E-week attempts to unite engineering students
From tours to workshops, E-week at CSUN has officially begun.
E-week events are put on by Leaders in Engineering and Computer Science, also known as LECS, which is the overseeing club for all the engineering clubs and organizations on campus, according to the Machine Shop Club Vice President James Quan.
“This week we’re trying to promote STEM but we’re also trying to increase, promote and enhance the communication between the students, to the clubs, all the way up to the admin,” Quan said. “This semester it was awesome because the admin stepped up and we got lots of advertising… so we are hoping to promote future events and of course the ones later on this week.”
Computer engineering graduate student, Yin Fung Khong is the president of Leaders in Engineering and Computer Science. He says they usually have E-week every year but he, his advisers, and club members, realized the lack of representation in the college of engineering.
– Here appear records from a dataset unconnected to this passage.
PR #506, opened 2023-04-27
add support for conversational state to assistance endpoint

paulfitz:
This refactors the assistance code somewhat, to allow carrying along some conversational state. It extends the OpenAI-flavored assistant to make use of that state to have a conversation. The front-end is tweaked a little bit to allow for replies that don't have any code in them (though I didn't get into formatting such replies nicely).

Currently tested primarily through the runCompletion script, which has been extended a bit to allow testing simulated conversations (where an error is pasted in follow-up, or an expected-vs-actual comparison).

### DIFF
--- a/app/client/models/entities/ColumnRec.ts
+++ b/app/client/models/entities/ColumnRec.ts
@@ -4,6 +4,7 @@ import {CellRec, DocModel, IRowModel, recordSet,
         refRecord, TableRec, ViewFieldRec} from 'app/client/models/DocModel';
 import {urlState} from 'app/client/models/gristUrlState';
 import {jsonObservable, ObjObservable} from 'app/client/models/modelUtil';
+import {AssistanceState} from 'app/common/AssistancePrompts';
 import * as gristTypes from 'app/common/gristTypes';
 import {getReferencedTableId} from 'app/common/gristTypes';
 import {
@@ -83,7 +84,7 @@ export interface ColumnRec extends IRowModel<"_grist_Tables_column"> {
   /**
    * Current history of chat. This is a temporary array used only in the ui.
    */
-  chatHistory: ko.PureComputed<Observable<ChatMessage[]>>;
+  chatHistory: ko.PureComputed<Observable<ChatHistory>>;
 
   // Helper which adds/removes/updates column's displayCol to match the formula.
   saveDisplayFormula(formula: string): Promise<void>|undefined;
@@ -162,8 +163,9 @@ export function createColumnRec(this: ColumnRec, docModel: DocModel): void {
 
   this.chatHistory = this.autoDispose(ko.computed(() => {
     const docId = urlState().state.get().doc ?? '';
-    const key = `formula-assistant-history-${docId}-${this.table().tableId()}-${this.colId()}`;
-    return localStorageJsonObs(key, [] as ChatMessage[]);
+    // Changed key name from history to history2 when ChatHistory changed in incompatible way.
+    const key = `formula-assistant-history2-${docId}-${this.table().tableId()}-${this.colId()}`;
+    return localStorageJsonObs(key, {messages: []} as ChatHistory);
   }));
 }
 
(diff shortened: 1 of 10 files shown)


app/server/lib/ActiveDoc.ts
```diff
@@ -1260,22 +1260,32 @@ export class ActiveDoc extends EventEmitter {
     return this._pyCall('autocomplete', txt, tableId, columnId, rowId, user.toJSON());
   }
 
-  public async getAssistance(docSession: DocSession, userPrompt: Prompt): Promise<Suggestion> {
-    // Making a prompt can leak names of tables and columns.
+  public async getAssistance(docSession: DocSession, request: AssistanceRequest): Promise<AssistanceResponse> {
+    return this.getAssistanceWithOptions(docSession, request);
```
georgegevoian, line 1264: Will `getAssistance` and `getAssistanceWithOptions` diverge in the future?

app/server/lib/Assistance.ts
```diff
@@ -2,116 +2,318 @@
  * Module with functions used for AI formula assistance.
  */
 
+import { AssistanceRequest, AssistanceResponse } from 'app/common/AssistancePrompts';
 import {delay} from 'app/common/delay';
+import { DocAction } from 'app/common/DocActions';
```
georgegevoian, line 7:
```suggestion
import {AssistanceRequest, AssistanceResponse} from 'app/common/AssistancePrompts';
import {delay} from 'app/common/delay';
import {DocAction} from 'app/common/DocActions';
```

app/server/lib/Assistance.ts
```diff
@@ -2,116 +2,318 @@
...
+   * Generate a particular prompt coded in the data engine for some reason.
+   * It makes python code for some tables, and starts a function body with
+   * the given docstring.
+   * Marked "V1" to suggest that it is a particular prompt and it would
+   * be great to try variants.
+   */
+  assistanceSchemaPromptV1(options: {
+    tableId: string,
+    colId: string,
+    docString: string,
```
georgegevoian, line 36: It looks like the same type is also defined in-line in `ActiveDoc.ts`. Maybe we can extract it to a common interface.

app/client/models/entities/ColumnRec.ts
```diff
@@ -162,8 +163,9 @@ export function createColumnRec(this: ColumnRec, docModel: DocModel): void {
 
   this.chatHistory = this.autoDispose(ko.computed(() => {
     const docId = urlState().state.get().doc ?? '';
-    const key = `formula-assistant-history-${docId}-${this.table().tableId()}-${this.colId()}`;
-    return localStorageJsonObs(key, [] as ChatMessage[]);
+    // Changed key name from history to history2 when ChatHistory changed in incompatible way.
+    const key = `formula-assistant-history2-${docId}-${this.table().tableId()}-${this.colId()}`;
```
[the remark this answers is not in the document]
paulfitz: done

app/client/models/entities/ColumnRec.ts
```diff
@@ -162,8 +163,9 @@ export function createColumnRec(this: ColumnRec, docModel: DocModel): void {
...
+    return localStorageJsonObs(key, {messages: []} as ChatHistory);
```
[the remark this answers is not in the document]
paulfitz: I don't get the scenario. With the code as is, if a new required property is added to `ChatHistory`, there will already be an error on this line?

app/server/lib/ActiveDoc.ts
paulfitz: `getAssistance` is a method exposed on the webhook API, so values passed to it cannot be trusted. I wanted to pass some trusted options from evaluation code, hence the variant. You can see a similar setup for `applyUserActions` (exposed) forwarding to `_applyUserActionsWithExtendedOptions` (trusted).

georgegevoian (approved):
Thanks @paulfitz.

“The main reason for this event is so that we could increase awareness here at CSUN and [create space for] collaboration between all the student organizations,” Khong said.
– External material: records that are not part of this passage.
PR #516, opened 2023-05-12
support other SQLite wrappers, and various hooks needed by grist-static

paulfitz:
[grist-static](https://github.com/gristlabs/grist-static) currently uses a hacky patched version of grist-core. In this PR, I'm working on cleaning up the changes, and consolidating them in general-purpose hooks.
 * Introduces new front-end hooks to:
   - add attributes to iframes (`credentialless` is useful in some situations)
   - allow intercepting API calls (handy when there is no back end)
   - allow overriding the base URI for grist-related assets (handy when not in full control of the page HTML)
 * Introduces new back-end hooks to:
   - add alternate sandbox variants (grist-static uses pyodide in the browser, in a particular way)
   - allows sandbox variants where the communication pipe is in-process via callbacks rather than a discrete process (grist-static uses this to communicate with a web worker)
   - add alternate SQLite wrappers (grist-static uses sqlite.js)
  * Supports overriding the webpack configuration (grist-static goes very much its own way there, but still benefits from the rest of the build system)
  * Adds a small script for bundling the Grist data engine python code as a wheel (simplifies using it from pyodide in the browser)
  * Makes Grist a little more forgiving in a few ways:
    - allows "View As" feature to operate without a home database
    - tolerates lack of implementation of a `realpath` function or `setImmediate` function
  * Adds some type annotations to make TypeORM happy in a slightly different build

### DIFF
--- a/app/server/lib/DocStorage.ts
+++ b/app/server/lib/DocStorage.ts
@@ -7,7 +7,6 @@
  */
 
 
-import * as sqlite3 from '@gristlabs/sqlite3';
 import {LocalActionBundle} from 'app/common/ActionBundle';
 import {BulkColValues, DocAction, TableColValues, TableDataAction, toTableDataAction} from 'app/common/DocActions';
 import * as gristTypes from 'app/common/gristTypes';
@@ -23,12 +22,12 @@ import log from 'app/server/lib/log';
 import assert from 'assert';
 import * as bluebird from 'bluebird';
 import * as fse from 'fs-extra';
-import {RunResult} from 'sqlite3';
 import * as _ from 'underscore';
 import * as util from 'util';
 import uuidv4 from "uuid/v4";
 import {OnDemandStorage} from './OnDemandActions';
-import {ISQLiteDB, MigrationHooks, OpenMode, quoteIdent, ResultRow, SchemaInfo, SQLiteDB} from './SQLiteDB';
+import {ISQLiteDB, MigrationHooks, OpenMode, PreparedStatement, quoteIdent,
+        ResultRow, RunResult, SchemaInfo, SQLiteDB} from 'app/server/lib/SQLiteDB';
 import chunk = require('lodash/chunk');
 import cloneDeep = require('lodash/cloneDeep');
 import groupBy = require('lodash/groupBy');
@@ -447,7 +446,7 @@ export class DocStorage implements ISQLiteDB, OnDemandStorage {
    * Converts an array of columns to an array of rows (suitable to use as sqlParams), encoding all
    * values as needed, according to an array of Grist type strings (must be parallel to columns).
    */
-  private static _encodeColumnsToRows(types: string[], valueColumns: any[]): any[] {
+  private static _encodeColumnsToRows(types: string[], valueColumns: any[]): any[][] {
     const marshaller = new marshal.Marshaller({version: 2});
     const rows = _.unzip(valueColumns);
     for (const row of rows) {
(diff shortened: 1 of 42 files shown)


app/server/lib/NSandbox.ts
```diff
@@ -129,52 +137,65 @@ export class NSandbox implements ISandbox {
...
-      if (sandboxProcess.dataToSandboxDescriptor) {
-        this._streamToSandbox =
-          (this.childProc.stdio as Stream[])[sandboxProcess.dataToSandboxDescriptor] as Writable;
-      } else {
-        this._streamToSandbox = this.childProc.stdin!;
-      }
-      if (sandboxProcess.dataFromSandboxDescriptor) {
-        this._streamFromSandbox =
-          (this.childProc.stdio as Stream[])[sandboxProcess.dataFromSandboxDescriptor];
+    if (this.childProc) {
```
georgegevoian, line 142: Any easy changes we can make here to simplify things? (e.g. splitting up into methods, lowering conditional depth)

Ok if not - just flagging because it was a bit of a struggle to read.

app/server/lib/SQLiteDB.ts
```diff
@@ -285,40 +296,8 @@ export class SQLiteDB implements ISQLiteDB {
   // The following methods mirror https://github.com/mapbox/node-sqlite3/wiki/API, but return
   // Promises. We use fromCallback() rather than use promisify, to get better type-checking.
```
georgegevoian, line 297:
```suggestion
  // Promises.
```

app/server/lib/SqliteCommon.ts
```diff
@@ -0,0 +1,126 @@
...
+  return query[0].buf;
+}
+
+/**
+ * Booleans need to be cast to 1 or 0 for SQLite.
+ * The node-sqlite3 wrapper does this automatically, but other
+ * wrappers do not.
+ */
+function _fixParameters(params: any[]) {
+  return params.map(p => p === true ? 1 : (p === false ? 0 : p));
```
georgegevoian, line 125:
```suggestion
  return params.map(p => typeof p === 'boolean' ? Number(p) : p);
```

Another way to do it if you prefer it.

buildtools/build.sh
```diff
@@ -7,11 +7,17 @@ export GRIST_EXT=stubs
...
+  # Allow webpack config file to be replaced (useful
+  # for grist-static)
+  WEBPACK_CONFIG=ext/buildtools/webpack.config.js
+fi
 
 set -x
 tsc --build $PROJECT
 buildtools/update_type_info.sh app
-webpack --config buildtools/webpack.config.js --mode production
+webpack --config $WEBPACK_CONFIG --mode development
```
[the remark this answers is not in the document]
paulfitz: thanks for catching - no, just missed cleaning this up

app/server/lib/DocStorage.ts
```diff
@@ -1545,7 +1543,16 @@ export class DocStorage implements ISQLiteDB, OnDemandStorage {
...
         name LIKE '_gristsys_%'
       );
-    `);
+    `).catch(e => {
+      if (String(e).match(/no such table: dbstat/)) {
+        // We are using a version of SQLite that doesn't have
+        // dbstat compiled in. But it would be sad to disable
+        // Grist entirely just because we can't track byte-count.
+        // So return NaN in this case.
+        return {totalSize: NaN};
```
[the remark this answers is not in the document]
paulfitz: Yes, that would be nice. But it could also be easy to make a SQLite build with dbstat enabled.

app/server/lib/NSandbox.ts
paulfitz: I broke the constructor up somewhat.

georgegevoian (approved):
Thanks @paulfitz!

The Machine Shop Club gave students a tour of the machine shop on campus where students can make tools and other items.
Max Tchen, mechanical engineering major, has made a screwdriver, bottle opener, pry bar, mill-stop and a tape dispensary. Although he’s not an expert and some items take more skills and time to create, Tchen is at the machine shop to help students. The machine shop is open seven days a week and is free.
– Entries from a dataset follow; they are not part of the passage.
Issue #514, opened 2023-05-10
Strange filter behavior


wunter8:
I know when a sort is applied to a table, the rows update immediately when a value is changed. I expected the same thing to apply to filters. And it works with filters if the filtered column is changed in a different widget on the page UNTIL you change the filtered column in the filtered widget, then the row isn't hidden even if you change the value in a different widget. Reloading the page fixes the problem (until you change the filtered column in the filtered widget again).

Here is an example screen recording.

I want the table widget to only show tasks that are not done. The card widget is linked to the table widget.

If I toggle "Done" using the card widget, the row is correctly removed from/added to the table. 
If I toggle "Done" in the table, the row is NOT correctly removed from the table.

After toggling "Done" in the table for task 2, toggling "Done" using the card widget for task 1 still correctly removes task 1 from the table (so the issue appears to be based on specific rows, not the table as a whole).
BUT, after toggling "Done" in the table for task 2, toggling "Done" using the card widget for task 2 no longer has any effect.

If I switch to another page (or reload the same page), toggling "Done" using the card widget for task 2 works again, until I try toggling  "Done" in the table for task 2.

https://github.com/gristlabs/grist-core/assets/8421688/7c471a3a-d8bd-41e1-84e5-2fb960311102

This behavior seems inconsistent. I would expect any task marked as "Done" to disappear from the table, regardless of which widget made the change.

dsagal:
This is actually intentional behavior, though should perhaps be adjusted or made optional. When you make a change to a cell that causes the edited row to be filtered out, that rows is explicitly exempted from the filtering, specifically to avoid it disappearing. In many cases, if an edit made a row disappear, that would be very confusing to the user. This is mainly useful for column types other than boolean (e.g. imagine filtering for prices >$1000, you type in "1", and the row disappears before you can even see what you typed).

Your case is a little different, since a filter on a boolean column essentially communicates the intent of "toggle whether or not this row appears". The current workaround is like you said -- reload the page, or switch to another page and back.

There are also cases with an opposite problem: in some cases, an edit may still cause a row to disappear causing bad confusion, e.g. if the page had other data linked to that row. (See https://community.getgrist.com/t/user-experience-issue-inconsistent-filtering-between-related-tables-causing-user-confusion/2307.)

Some options for possible improvements:
1. When there are such exempted rows, show a button to clear those exemptions (clearer and quicker than reloading the page)
2. Skip this behavior entirely for boolean columns.
[...]

PR #517, opened 2023-05-14
(core) Remove bool filtered rows immediately on change

wunter8:
See #514

### DIFF
--- a/app/client/components/BaseView.js
+++ b/app/client/components/BaseView.js
@@ -578,11 +578,11 @@ BaseView.prototype._saveEditRowField = function(editRowModel, colName, value) {
       mainRowModel[colName](value);
     }
     const ret = DataRowModel.prototype._saveField.call(editRowModel, colName, value)
-      // Display this rowId, even if it doesn't match the filter
+      // Display this rowId, even if it doesn't match the filter,
+      // unless the filter is on a Bool column
       .then((result) => {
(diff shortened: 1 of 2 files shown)


app/client/components/BaseView.js
```diff
@@ -581,7 +581,8 @@ BaseView.prototype._saveEditRowField = function(editRowModel, colName, value) {
       // Display this rowId, even if it doesn't match the filter
       .then((result) => {
         if (!this.isDisposed()) {
-          this._sectionFilter.addTemporaryRow(rowId);
+          const colType = this.currentColumn().pureType();
+          this._sectionFilter.addTemporaryRow(rowId, colType);
```
georgegevoian, line 585: Other code also calls `SectionFilter.addTemporaryRow`, so I think we'll want to do the check outside of it. I'd suggest doing this instead:

```
if (!this.isDisposed() && this.currentColumn().pureType() !== 'Bool') {
  this._sectionFilter.addTemporaryRow(rowId);
}
```

georgegevoian (changes requested):
Thanks for opening the PR @wunter8.

app/client/components/BaseView.js
wunter8: Sounds good :+1:

georgegevoian (approved):
Thanks @wunter8!

PR #523, opened 2023-05-24
use gu.toggleSidePanel to open side panel

paulfitz:
This hopefully fixes a test that was occasionally failing.


georgegevoian (approved):
Thanks @paulfitz.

“You could be any major of any standing: freshman, sophomore, junior, senior,” Tchen said. “If you want to learn how to make parts, read blueprints, my role is to help guide and help them as much as possible to make these things and use these big machines and be comfortable with them.
While students in the college of engineering and computer science create and solve problems, not all of them consider themselves as engineers. Khong explained that E-week is also an opportunity to reject the stereotypes about engineers not working with others, being independent and by themselves.
“We try to break the stereotype so that we can work together as a team,” Khong said. “So we have to use critical thinking and problem solving skills. That’s why American Society of Mechanical Engineers (ASME) is having a fun but creative way to introduce students to what they do as a civil engineer.”
When it comes to circuit designs, Khong says that the PSpice Workshop gives students an opportunity to learn about electronic circuits without taking a class.
“In our college we are quite divided, like engineers in electrical and computer engineering, we are together but we don’t know anyone outside of our majors,” Khong said. “So hopefully this workshop can bridge us together and we can work on projects and make friends.”